# Review: LiS Chariot



## Model Man (Oct 1, 2007)

Am I the last person to get one of these?

Definitely a nice piece of kit. Reviewing some of the old threads here, I understand that Moebius never changed the track/tire materials so the two are still likely to melt each other? 

I mention in the vid that there are vinyl masks from Aztek Dummy, but did not know about the other aftermarket that's out there -and there does seem to be a ton of it. I"m getting around to making an annotation in the video mentioning that fact.











I talked my local into buying a Moebius assortment of kits last week (Evett's Models on Ocean Park @ 17th in Santa Monica), telling them they should be a good seller. They bought two of these chariots, so I wanted to help them out with a purchase in case I was wrong and none of them sell (I doubt that though). 
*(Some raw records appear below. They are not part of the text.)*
PR #386, opened 2021-01-25
tests for io_utils functions

sujaypatil96:
This PR adds tests for the utilities in `schematic.utils.io_utils`.

Note: Removing the `.decode()` from `load_json()` function because there's no need to decode an object that has already been decoded (into a `str`).

### DIFF
--- a/schematic/utils/io_utils.py
+++ b/schematic/utils/io_utils.py
@@ -11,7 +11,7 @@ def load_json(file_path):
     """
     if file_path.startswith("http"):
         with urllib.request.urlopen(file_path) as url:
-            data = json.loads(url.read().decode())
+            data = json.loads(url.read())
             return data
     # handle file path
     else:
--- a/schematic/utils/io_utils.py
+++ b/schematic/utils/io_utils.py
@@ -11,7 +11,7 @@ def load_json(file_path):
     """
     if file_path.startswith("http"):
         with urllib.request.urlopen(file_path) as url:
-            data = json.loads(url.read())
+            data = json.loads(url.read().decode('utf-8'))
             return data
     # handle file path
     else:
--- a/tests/test_utils.py
+++ b/tests/test_utils.py
@@ -123,7 +123,7 @@ class FakeResponse:
 
 class TestIOUtils:
 
-    def test_json_load(self, tmpdir, mocker):
+    def test_json_load(self, tmpdir):
 
         json_file = tmpdir.join("example.json")
         json_file.write_text(json.dumps([
@@ -134,9 +134,12 @@ class TestIOUtils:
         with open(json_file, encoding='utf-8') as f:
             expected = json.load(f)
 
-        result = io_utils.load_json(str(json_file))
+        local_result = io_utils.load_json(str(json_file))
 
-        assert result == expected
+        assert local_result == expected
+
+    
+    def test_json_load_online(self, mocker):
 
         mock_urlopen = mocker.patch("urllib.request.urlopen",
                                     return_value = FakeResponse(data=json.dumps([
@@ -145,8 +148,8 @@ class TestIOUtils:
                                     ))
                                     )
         
-        res = io_utils.load_json("http://example.com")
-        assert res == [
+        url_result = io_utils.load_json("http://example.com")
+        assert url_result == [
             {'k1': 'v1'},
             {'k2': 'v2'}
         ]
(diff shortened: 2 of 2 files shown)


schematic/utils/io_utils.py
```diff
@@ -11,7 +11,7 @@ def load_json(file_path):
     """
     if file_path.startswith("http"):
         with urllib.request.urlopen(file_path) as url:
-            data = json.loads(url.read().decode())
```
BrunoGrandePhD, line 14: Could you explain this change here for posterity?

tests/test_utils.py
```diff
@@ -94,3 +98,94 @@ def test_fill_in_from_config(self, mocker):
...
+                                    ))
+                                    )
+        
+        res = io_utils.load_json("http://example.com")
+        assert res == [
+            {'k1': 'v1'},
+            {'k2': 'v2'}
+        ]
+
+        assert mock_urlopen.call_count == 1
```
BrunoGrandePhD, line 154: [Nit:](https://google.github.io/eng-practices/review/reviewer/standard.html#:~:text=Reviewers%20should%20always%20feel%20free,they%20could%20choose%20to%20ignore.) You might want to split this test function into two: `test_json_load_local()` and `test_json_load_online()`. Not required.

tests/test_utils.py
```diff
@@ -94,3 +98,94 @@ def test_fill_in_from_config(self, mocker):
...
+        jsonld_file.write_text(json.dumps(jsonld_str), encoding="utf-8")
+
+        mocker.patch("schematic.LOADER.filename",
+                    return_value=os.path.normpath(jsonld_file))
+
+        expected_default = io_utils.load_default()
+        expected_schemaorg = io_utils.load_schemaorg()
+
+        assert expected_default == jsonld_str
+        assert expected_schemaorg == jsonld_str
```
BrunoGrandePhD, line 191: I don't think we need to patch the loader here. Since it's a local file, we should be able to load the actual BioThings and Schema.org JSON-LD models. Obviously, we can't check whether the entire JSON structure is correct, but I think a few spot checks (_e.g._ number of elements in `@graph`, the list of context keys) should suffice for testing the loading.

BrunoGrandePhD (changes requested):

schematic/utils/io_utils.py
sujaypatil96: My bad, I removed `decode()` initially to fit the test which was giving me an error like "why do you want to decode an object that is already a string?". Later I fixed my test by adding an `encode('utf-8')` on `json.dumps()`.

tests/test_utils.py
sujaypatil96: That makes sense @BrunoGrandePhD, thanks. I've patched the `LOADER.filename()` function since we need some way to overwrite the hardcoded schema/file paths that are already set for each of these methods (`load_default()` and `load_schemaorg()`).

The basic checks I've added are:
- list of context keys
- number of graphs (if multiple)
- number of elements in graph

tests/test_utils.py
```diff
@@ -170,22 +173,61 @@ def test_export_json(self, tmpdir):
         assert expected == json_str
 
 
-    def test_load_schema(self, tmpdir, mocker):
+    def test_load_default(self, mocker):
+        
+        biothings_schema_path = "tests/data/etc/data_models/biothings.model.jsonld"
```
BrunoGrandePhD, line 178: I'm afraid that I wasn't clear in my previous review. My apologies. 

I wasn't thinking of duplicating the JSON-LD files in the `tests/` folder. You should still be able to use the `io_utils.load_default()` and `io_utils.load_schemaorg()` function directly, which should load the JSON-LD files from the `schematic/etc/` folder. You can then perform the same checks as you have here. 

Does that make sense? I just don't think we need to duplicate files in this case.

BrunoGrandePhD (changes requested):
Feel free to `rebase -i` this branch to drop/edit the commit that duplicates the files so that it doesn't linger in the Git history. If you need help with this, let me know!

tests/test_utils.py
sujaypatil96: Right, true, I was going back and forth on whether or not to duplicate the `etc/data_models` folder. I thought I should consolidate all "resources" used by pytest tests within the `tests/data` folder. But you're right, `etc` folder contains package-specific files and will always be present in the core without being modified, so we can use it directly.

Thanks for the review @BrunoGrandePhD, I've fixed it.

sujaypatil96:
Closing this PR since PR #390 already included the intended changes.

Issue #376, opened 2021-01-08
Badly Formatted CSVs with empty column names throw an error upon validation


xdoan:
**Describe the bug**
Jackynn from MSK had this CSV she got from exporting from Excel (can't upload but its on slack if you want it)
<img width="493" alt="Screen Shot 2021-01-08 at 1 14 35 PM" src="https://user-images.githubusercontent.com/15043209/104064831-7a6ea700-51b3-11eb-8920-b527d6e59930.png">
 that has trailing column spaces (all the ,,,,, after the column names) that are incorrectly read as empty columns and given a column name in R, etc. Similar to the error we got in adding extra rows from excel to csv. 

**To Reproduce**
1. download the csv https://htanworkspace.slack.com/archives/G01AUKU8HJT/p1609954274101400?thread_ts=1607713396.074500&cid=G01AUKU8HJT
2. try to to validate it (demographics) on the app or backend
3. On the app for me it hangs and crashes the site until you refresh it a few times. 

**Expected behavior**
The empty columns should be stripped before validation, similar to completely empty rows.

sujaypatil96:
Hi @xdoan. Can you attach a screenshot of the error you're seeing (on the R Shiny app, backend also if tested). I'm seeing the same set of errors on the backend when I run `validateModelManifest()` on the manifest file you've shared, with and without the trailing commas in the column names.

<img width="1112" alt="Screen Shot 2021-01-08 at 2 05 22 PM" src="https://user-images.githubusercontent.com/20239224/104069957-a4779780-51ba-11eb-85c2-ba3a998af4b6.png">

sujaypatil96:
Hi @xdoan. Could you attach a screenshot of the error message you're seeing on the Shiny frontend? I validated (`validateModelManifest()`) the attached manifest against the `Demographics` component, and I'm seeing the same set of errors, both with the trailing commas and without them.

_Note: I did trim out the empty rows after line 58 before running this though._

<img width="1112" alt="Screen Shot 2021-01-08 at 2 05 22 PM" src="https://user-images.githubusercontent.com/20239224/104070309-6fb81000-51bb-11eb-925d-ce612071f463.png">

xdoan:
What you have is the expected output, hopefully you can just trim any completely empty columns so this doesn't happen. 

The server timed out before I got the validation error returned. It just was processing forever (it is 9k rows etc). 

Log attached: 
[...]

PR #389, opened 2021-01-27
trim_commas_df to trim only trailing empty columns

sujaypatil96:
A slight modification was necessary for the `trim_commas_df()`. This is the method that was written to address issue #376. When writing tests for the utilities in `df_utils` I realized, `.dropna(how='all', axis=0)` dropped all empty columns and that wasn't desirable behaviour, since our manifests are allowed to have completely empty columns. The manifest that we used to test from issue #376 didn't have any empty columns besides the last/trailing ones, so this issue didn't come up.

I've made a slight modification to the function `trim_commas_df()` to trim out/drop only the those columns which have the substring "Unnamed" in them. As for empty rows, it shouldn't matter where the empty rows are we can remove them freely.

### DIFF
--- a/schematic/utils/df_utils.py
+++ b/schematic/utils/df_utils.py
@@ -1,4 +1,5 @@
 import pandas as pd
+import numpy as np
 
 def normalize_table(df: pd.DataFrame, primary_key:str) -> pd.DataFrame:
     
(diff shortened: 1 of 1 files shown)


schematic/utils/df_utils.py
```diff
@@ -43,7 +43,7 @@ def update_df(existing_df: pd.DataFrame, new_df: pd.DataFrame, idx_key: str) ->
     # filter to keep only updated values across all columns in the schema
     for col in existing_df.columns:
         if col != idx_key and col != 'ROW_ID' and col != 'ROW_VERSION':
-            existing_col = col + "_existing"
+            # existing_col = col + "_existing"
```
milen-sage, line 46: was this intended?

milen-sage (approved):

PR #390, opened 2021-01-27
tests for df_utils module

sujaypatil96:
Added tests for utilities in the `df_utils` module. 

_Note_: We need to modify the `normalize_table()` function, since it doesn't seem correct semantically. I didn't write any test cases for it since we need to decide what the behaviour needs to be and since it isn't being used anywhere yet.

### DIFF
--- a/schematic/utils/df_utils.py
+++ b/schematic/utils/df_utils.py
@@ -1,4 +1,5 @@
 import pandas as pd
+import numpy as np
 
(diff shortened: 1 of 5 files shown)


milen-sage (approved):

BrunoGrandePhD (approved):
🚀 

I don't think we need to worry about whether the pytest fixtures are conventional or not. If they work, we can always change them later. They seem fine to me.

Issue #335, opened 2020-11-02
Improve the key/field names in the config.yaml file


BrunoGrandePhD:
Once PR #334 is merged, we can think of improving the key/field names in the config file so they're more intuitive. This could entail reorganizing the YAML structure. Here are a few suggestions:

- Reorganize the structure so that everything Synapse-related is under the `synapse` top-level key and everything Google-related is under a `google` top-level key. 
- Add the file types that are expected in the key names. For example, change `location` to `jsonld_location`. 
- Is `file_type` included because the location could be a URL? If so, couldn't that be inferred from the `location` (_i.e._ if prefixed with `http://` or `ftp://`)? I wouldn't be surprised if there was a library that can load files regardless of whether they are local or remote if given a string. 
- Could `synapse_config` be set to `~/.synapseConfig` instead by default? Admittedly, this is more of a usability improvement rather than a clarity improvement. 

**Excerpt from [`config.yaml`](https://github.com/Sage-Bionetworks/schematic/blob/ffab34d4af1af13cfc813359340d26375d5c1fee/config.yml)**
```
# Do not change the 'definitions' section unless you know what you're doing
definitions:
  synapse_config: ".synapseConfig"
  creds_path: "credentials.json"
  token_pickle: "token.pickle"
  service_acct_creds: "quickstart-1560359685924-198a7114b6b5.json"

synapse:
  master_fileview: 'syn20446927'
  manifest_folder: 'manifests'
  manifest_filename: 'data/manifests/synapse_storage_manifest.csv'
  api_creds: 'syn21088684'

model:
  input:
    location: 'data/schema_org_schemas/HTAN.jsonld'
    file_type: 'local'
    validation_schema: 'data/validation_schemas/HTAN_validation_schema_FamilyHistory.json'
    log_location: 'data/json_schema_logs/json_schema_log.json'
  biothings:
    location: 'data/schema_org_schemas/biothings.jsonld'
```

ychae:
@sujaypatil96 can this be closed?

PR #393, opened 2021-02-02
replace print statements with logging - synapse/store

sujaypatil96:
This PR works to replace the `print` statements in the `synapse/store` module with `logging` statements.

_Note_: I'm planning to address issue #317 in a series of multiple PRs, where I'll refactor schematic, module-by-module. This is the first of those PRs.

I've also been meaning to make this addition to the `config.yml` file:

```
manifest:
  synapse:
    title: 'Patient_Manifest'
    data_type: 'Patient'
  local:
    path: '/path/to/local/manifest'
```

Just a note, we can consider this if we want to allow users to configure the path to the local manifest. But I guess we can talk more about it when working on issue #335.

### DIFF
--- a/schematic/exceptions.py
+++ b/schematic/exceptions.py
@@ -53,3 +53,28 @@ class MissingConfigAndArgumentValueError(Exception):
 
     def __str__(self):
         return f"{self.message}"
+
+
+class AccessCredentialsError(Exception):
+    """Exception raised when provided access credentials cannot be resolved.
+    
+    Args:
+        project: Platform/project (e.g., synID of a project)
+        message: custom/pre-defined error message to be returned.
+
+    Returns:
+        message.
+    """
+
+    def __init__(self, project: str, message: str = None) -> str:
+        if message is not None:
+            self.message = message
+        else:
+            self.message = (
+                f"Your access to '{project}'' could not be resolved. "
+                "Please check your credentials and try again."
+            )
+        super().__init__(self.message)
+
+    def __str__(self):
+        return f"{self.message}"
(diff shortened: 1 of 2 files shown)


schematic/exceptions.py
```diff
@@ -53,3 +53,28 @@ def __init__(self, arg_name: str,
...
+        message: custom/pre-defined error message to be returned.
+
+    Returns:
+        message.
+    """
+
+    def __init__(self, project: str, message: str = None) -> str:
+        if message is not None:
+            self.message = message
+        else:
```
BrunoGrandePhD, line 72: You can avoid this else statement by setting the message to the default value before the if statement and then overwrite the message with user-provided value `if message:`.

schematic/exceptions.py
```diff
@@ -53,3 +53,28 @@ def __init__(self, arg_name: str,
...
+            self.message = (
+                f"Your access to '{project}'' could not be resolved. "
+                "Please check your credentials and try again."
+            )
+        super().__init__(self.message)
+
+    def __str__(self):
```
BrunoGrandePhD, line 79: If this pattern (and the pattern in __init__) is going to repeat itself for each exception, you could look into creating a base `SchematicException` class.

BrunoGrandePhD (approved):
I'm happy with the PR as is, but feel free to implement some of my suggested tweaks. 

🚀

schematic/exceptions.py
sujaypatil96: Great. This is cleaner, yes. I've incorporated this change.

schematic/exceptions.py
sujaypatil96: Thanks for the tip Bruno. I'll work on this and incorporate in a future PR.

If you are in the area, stop by. It is the only mom and pop shop still going, having just celebrated their 61st anniversary in business! That's right, sixty-one years selling models in the same place. (They likely only have a couple more years left and then it's gone.))


----------



## Tim Nolan (Jul 9, 2008)

The Chariot is indeed an amazing kit! The tire/rim issue can be fixed, I shimmed my rims with brass and no problems at all. I was under the impression they had done something on their end though with the treads sticking to the baseplates in the packaging. No matter, that was easy enough to sand down a bit, damage was minimal. NOT using the Aztek Dummies mask on my FIRST canopy was a HUGE mistake!! I had to get another from Moebius it bled so bad, and I'm a great masker!! It's the best 20-something dollars you'll spend on your build!!! With proper time spent onthis kit, it can be a remarkable build. I have to get another one, I just sold mine for $650.00 to a private collector!!!


----------



## kdaracal (Jan 24, 2009)

I'm currently building the Chariot as we speak. I love it. It has super detail, and it's a lot of fun! Some aftermarket items I purchased:



Just an Illustion headlight Kit
TSDS decal sheet
Aztek Dummy paint mask/orange vinyl kit (A MUST)
Trylon Products corrected IR scanner/radar dish assembly
Just an Illusion photo etch kit

Check out my build thread if you want! 
I'm having a blast!

And NO, nobody is paying me to advertise!! :wave:

Thanks for your great reviews. I watch them all!!!


----------



## Model Man (Oct 1, 2007)

Getting paid to review these kits would be darn cool. They get expensive after awhile! 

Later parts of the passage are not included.